Social Networks Steal Your Soul

4 min read Original article ↗

What properties of this data are considered valuable to marketing corporations? The most valuable data comprises every aspect of how a human being behaves. Their preferences, their personal information, their physical location, and their habits.

At all times, something as personal as location data is being sold as a product. Absolutely everything about a person is being sold for a very high profit, and it’s being done through commercial websites that are made free to access for this reason.

In this commercial metaphor, “data as oil”, the oil production is a collaborated spying effort on every single American for the interests of profit. In the process, web and mobile applications are being used to secure this data flow.

What does it look like? It’s certainly not an oil derrick on an open field, we must extend the metaphor to consider a landscape of production. Every single device that connects to the internet and uses a service such as Google contains these data oil derricks.

This oil derrick produces marketable data at varying rate and quantities. A social media application produces a vast amount of marketable personal data, including location data. A web search application collects a vast amount of different data as well.

Beneath this data is a human being, and the data tracks and defines this person as a human being.

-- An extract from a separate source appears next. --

PR #9558, opened 2026-08-14
[feat] Add KeenableTools for keyless web search and page extraction

### LINKED ISSUE #9559: [Feature Request] KeenableTools: a search toolkit that works without an API key
### Problem Description

Every search toolkit in `libs/agno/agno/tools/` needs setup before an agent can search the web: `TavilyTools`, `ExaTools`, `SerpApiTools`, `BraveSearchTools`, `LinkupTools` and `ValyuTools` each require an API key, and `Searxng` requires a host you run yourself. So the first web-search example a newcomer tries cannot run as written — they have to stop, pick a vendor, sign up and get a key first.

Being able to identify and target this type of person is a marketable product to a company that needs commercial advertising.

What are the effects of turning a living person into a marketable product?

What are the effects of turning a person into a commodity? Without even reflecting on the political preferences or policies of an individual social media corporation, what are the political and environmental side effects of this metaphor?

A loss of privacy, a loss of freedom, and a loss of control.

The most immediate and obvious effect of this data oil production is the crudely negotiated surrender of your personal information and your constant location. The social media company collects this data at a constant rate and sells it as a product.

The surrender of privacy is negotiated through one or two clicks during account registration or app installation. It is a second thought, and the effect is immediate. While a search engine application may collect data more intermittently, a social media application collects enormous amounts immediately.

Instantly, your personal information, your app activity, and your physical location is being sold for a profit. The application is free, and this is the exchange that takes place. Every personal detail of your life is shipped through a pipeline and sold.

The second is a loss of freedom. An online media company both enforces and communicates political influence. Dissidents are silenced, political messages are pushed. Some nations have gone as far as to hand out death sentences over social media posts.

The only interest is profit, so any of this data is up for bidding. Governments across the world have incentives to acquire and use this data for their own political reasons. Combined with a loss of privacy, it has devastating effects on the most basic human rights.

Finally, a loss of political and individual control is the combined effect of both. Imagine a person who is constantly bombarded with messages each day that are personally tailored to their preferences, the most personal details of their life, and their constant location.

Imagine this person under a government that uses the same information to enforce their will. Citizens are rounded up for spreading or consuming the wrong ideas, all that is allowed is encouraged profitable consumption guaranteed by your marketable data.

This is already a reality in many nations, and our world is slowly falling under its influence. As human beings and consumers, we are the resource that is being harvested. The effects of this production are disastrous in multiple forms, and the long-term repercussions are still unfolding.